CMS also proposes that Medicare contractors use this new standard, or benchmark, when reviewing inpatient admissions. Under the new standard, Medicare’s review contractors would presume that hospital inpatient admissions are reasonable and necessary for beneficiaries who require at least two midnights in the hospital. CMS advises the contractors to be on the watch for providers found to be abusing this two-midnight presumption and making non-medically necessary inpatient hospital admissions, e.g., where hospitals are systematically delaying the provision of care in order to exceed the two-midnight timeframe.
Similarly, CMS also proposes a review presumption that hospital services spanning less than two midnights should have been provided on an outpatient basis, unless there is clear documentation in the medical record supporting the physician’s order and expectation that the beneficiary would require care spanning more than two midnights or the beneficiary is receiving a service or procedure designated by CMS as inpatient-only. New language in the proposed rules specifically states that “[n]o presumptive weight shall be assigned to the physician’s order…or certification…in determining the medical necessity of inpatient hospital services.” Thus, although an order of admission from the treating physician is still required, the entire admission must be justified independently in the medical record. CMS, however, continues to assert that the judgment of the physician and the physician’s order for inpatient care should be based on such complex medical factors as patient history and symptoms, current medical needs and the risk of an adverse event.
The new rule also allows for an exception. CMS affirms that if at the time of the admission decision, it was reasonable to expect that the patient would need inpatient care spanning at least two midnights, and that expectation is supported in the medical record, and there was a physician order and certification for the inpatient care, payment would be made under Part A even if the patient did not stay at least two midnights. However, the exception in the proposed rule seems to anticipate an exception only being necessary when a patient dies or is transferred, rather than discharged early to home: “If an unforeseen circumstance, such as a beneficiary death or transfer, results in a shorter beneficiary stay than the physician’s expectation of at least two midnights, the patient may be considered to be appropriately treated on an inpatient basis, and the hospital inpatient payment may be made under Medicare Part A.”

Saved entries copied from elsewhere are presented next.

Issue #4189, opened 2018-01-16
Server configuration API endpoint


anishvenkat:
##### Issue Type

- Feature proposal

##### Summary

Currently, a user has to manually login to the dashboard to update the `security` configuration attributes or edit it from the cruise-config.xml file locally. Creating a placeholder for having an API endpoint to update these attributes via an API call.

inge4pres:
Hi :) the API is already there. 
See https://api.gocd.org/current/#authorization-configuration 

The way I'm using it for example is to configure password-file auth after the server boots in a container, mounting the file as a volume and running

```
curl 'http://localhost:8153/go/api/admin/security/auth_configs' \
      -H 'Accept: application/vnd.go.cd.v1+json' \
      -H 'Content-Type: application/json' \
      -X POST -d '{
    "id": "password-file",
    "plugin_id": "cd.go.authentication.passwordfile",
    "properties": [
      {
        "key": "PasswordFilePath",
        "value": "/godata/credentials.txt"
      }]
  }'
```

GaneshSPatil:
Hello @inge4pres, the authorization-configuration API allows admin users to manage authorization configuration. It is used to manage authConfigs under `<server>` tag.

This is the placeholder issue to create an API which will allow admin users to manage attributes of the `<server>` tag. For Example: `artifactsdir`, `agentAutoRegisterKey`, `webhookSecret`, etc

akshaydewan:
Wondering what would be the right endpoint for this. `/api/config/server` would imply that everything under `server` will be configurable from this API.

Maybe we can group them into entities. From what I see, we have this structure:
- Server
  - Urls
    - siteUrl
    - secureSiteUrl
  - Artifacts
    - Purge Settings
      - purgeStart
      - purgeUpto
    - ArtifactsDir
  - DefaultJobTimeout
  - CommandRepository
    - location
    - reload cache (action)

And then have enpoints for:
`/api/config/server/urls`
`/api/config/server/artifacts`
`/api/config/server/defaultJobTimeout`
`/api/config/server/commandRepository`

Although everything just goes in as attributes for the `<server>` tag in config-xml. And the current UI just has one Save button. So this approach may be more *purist* than *practical*

Thoughts?

ketan:
> So this approach may be more _purist_ than _practical_

Should we re-configure how the config XML looks in a manner that makes sense and then see how the API fits on top of that?

akshaydewan:
[...]

PR #6570, opened 2019-06-24
Introduce Mail host configuration API v1

GaneshSPatil:
The endpoint is:

```
/api/config/mailserver
```

The JSON response looks like:

```json
{
  "_links" : {
    "self" : {
      "href" : "http://test.host/go/api/config/mailserver"
    },
    "doc" : {
      "href" : "https://api.gocd.org/19.8.0/#mailserver"
    }
  },
  "hostname" : "ghost.name",
  "port" : 25,
  "username" : "loser",
  "encrypted_password" : "AES:lzcCuNSe4vUx+CsWgN11Uw==:Q2OlnqIf9S++yMPqSCx8qg==",
  "tls" : false,
  "sender_email" : "go@foo.mail.com",
  "admin_email" : "admin@foo.mail.com"
}
```


api/api-mailhost-v1/src/main/java/com/thoughtworks/go/apiv1/mailhost/representers/MailhostRepresenter.java
```diff
@@ -0,0 +1,50 @@
...
+                .add("username", mailhost.getUserName())
+                .add("encrypted_password", mailhost.getEncryptedPassword())
+                .add("tls", mailhost.getTls())
+                .add("from", mailhost.getFrom())
+                .add("admin", mailhost.getAdminMail());
+    }
+
+    public static MailHost fromJSON(JsonReader jsonReader) {
+        String hostname = jsonReader.getString("hostname");
+        int port = jsonReader.getInt("port");
```
ketan: Should be optional int, and throw a validation error from the modal. Not specifying a port will otherwise cause a 422 server error.

ketan: s/modal/model/

api/api-mailhost-v1/src/main/java/com/thoughtworks/go/apiv1/mailhost/representers/MailhostRepresenter.java
```diff
@@ -0,0 +1,50 @@
...
+        String username = jsonReader.optString("username").orElse(null);
+        String password = jsonReader.optString("password").orElse(null);
+        String encryptedPassword = jsonReader.optString("encrypted_password").orElse("");
```
ketan: See `PasswordDeserializer#deserialize`. Might be able to change the signature from:

`public String deserialize(String password, String encryptedPassword, AbstractMaterialConfig materialConfig)` to:

`public String deserialize(String password, String encryptedPassword, Validatable entity)`

server/src/main/java/com/thoughtworks/go/server/service/ServerConfigService.java
```diff
@@ -160,4 +188,19 @@ public String getWebhookSecret() {
...
+            if (e instanceof GoConfigInvalidException) {
+                if (!result.hasMessage()) {
+                    result.unprocessableEntity(entityConfigValidationFailed(mailHost.getClass().getAnnotation(ConfigTag.class).value(), e.getMessage()));
+                }
+            } else if (!(e instanceof ConfigUpdateCheckFailedException)) {
+                LOGGER.error(e.getMessage(), e);
+                result.internalServerError(saveFailedWithReason(e.getMessage()));
+            }
+        }
+    }
```
akshaydewan: How about:
```java
        catch (GoConfigInvalidException e) {
            if (!result.hasMessage()) {
                result.unprocessableEntity(entityConfigValidationFailed(mailHost.getClass().getAnnotation(ConfigTag.class).value(), e.getMessage()));
            }
        } catch (ConfigUpdateCheckFailedException e) {
            //nothing
        } catch (Exception e) {
            LOGGER.error(e.getMessage(), e);
            result.internalServerError(saveFailedWithReason(e.getMessage()));
        }
```

spark/spark-base/src/main/java/com/thoughtworks/go/spark/Routes.java
```diff
@@ -138,6 +138,11 @@ public static String vsm(String materialFingerprint, String revision) {
         }
     }
 
+    public static class MailHost {
+        public static final String SELF = "/api/admin/mailhost";
+        public static final String DOC = "https://api.go.cd/current/#mailhost";
```
akshaydewan: Do we want to the endpoint to be `/api/admin/mailhost` or `/api/admin/config/server/mailhost` or `/api/admin/server/mailhost`?

Whatever we choose should be consistent with https://github.com/gocd/gocd/issues/4189# IMO

ketan: How about `/api/admin/config/{smtp,emailserver,mailserver}`. I don't know why it was called `mailhost`, but my preferene is smtp, followed by emailserver and mailserver.

api/api-mailhost-v1/src/main/java/com/thoughtworks/go/apiv1/mailhost/representers/MailhostRepresenter.java
GaneshSPatil: @ketan -- Hmm. isn't that applicable for all the APIs?
We perform `get<TYPE>` on mandatory fields, to fail the API when the required fields are not specified.

Server returning 422 in case of not specifying required fields was intentional.

spark/spark-base/src/main/java/com/thoughtworks/go/spark/Routes.java
GaneshSPatil: @ketan @akshaydewan -- If we decide to call this API endpoint `smtp` or `emailserver`, does it make sense to change the xml entity from `mailhost` to whatever we decide?

ketan:
Anything I can help with to get this PR moving?

GaneshSPatil:
> Anything I can help with to get this PR moving?

@ketan sure.

Pending things on the PR:
- [ ] Comment Fixes
- [ ] API Documentation

spark/spark-base/src/main/java/com/thoughtworks/go/spark/Routes.java
ketan: Does anyone have opinions on this question?

GaneshSPatil:
@ketan -- we also need to rename the config tag from `mailhost` to `smtp`. 
But that can be done as part of a separate config-migration PR.

spark/spark-base/src/main/java/com/thoughtworks/go/spark/Routes.java
arvindsv: I think `mailserver` makes sense. I wouldn't bother changing it in the XML. It's likely quite an underused property. But, if it makes you happy to keep it consistent, @GaneshSPatil , I can understand. :)

GaneshSPatil: @arvindsv -- we are adding an XML migration to move the server attribute into a separate child tag for configurations such as: `Server URLs`, `Pipeline artifacts`, `Job Timeout`, `Command Repository`, etc. Hence thought of renaming this too as part of same migration. :)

Lastly, CMS anticipates an increase of $220 million in Medicare costs due to the presumption that hospital inpatient stays are reasonable if they span at least two midnights. CMS proposes to reduce the standardized amount, the hospital-specific rates, and the Puerto Rico-specific standardized amount by 0.2 percent to offset the anticipated cost increase.
CMS’s new rule is part of its bigger plan to address the inpatient admission versus outpatient observation problem, with its stated purpose being to create greater clarity with regard to this issue. CMS recently revised its Part B billing rules via a proposed rule and a ruling, which affect billing for Part B services when inpatient admissions are found to be medically unnecessary. For a discussion of the Part B proposed rule changes and the ruling, see “CMS Revises Part B Billing Policy for Unnecessary Inpatient Admissions” published in the March 21, 2013 Payment Matters.
It is hard to see how increasing the standard for an inpatient admission from one night or 24 hours, to two midnights, is going to add any greater clarity to the problem. What is easy to see, however, is that this new standard, along with the elimination of any presumption in favor of the treating physician’s order for care, will lead to a decrease in hospital inpatient admissions and an increase in outpatient care, which results in lower payments generally to hospitals. Despite CMS’s financial calculations, it is difficult to understand how creating a higher standard for inpatient admission will result in increased costs to the Medicare program, when inpatient care is generally more costly than outpatient care. Nevertheless, as a result, hospitals will also receive lower Medicare payments due to a decrease in the standardized amount to account for the anticipated increase in costs to Medicare. CMS has further financially squeezed hospitals through its revisions to the Part B billing rules which will eliminate the authority for ALJs to continue to allow that denied inpatient stays be paid as outpatient observation care and will effectively eliminate the ability for hospitals to timely file Part B outpatient claims when services for inpatient care are denied.
Hospitals have until July 25, 2013 to comment on the proposed rules. Changes to the rules are proposed to be effective October 1, 2013.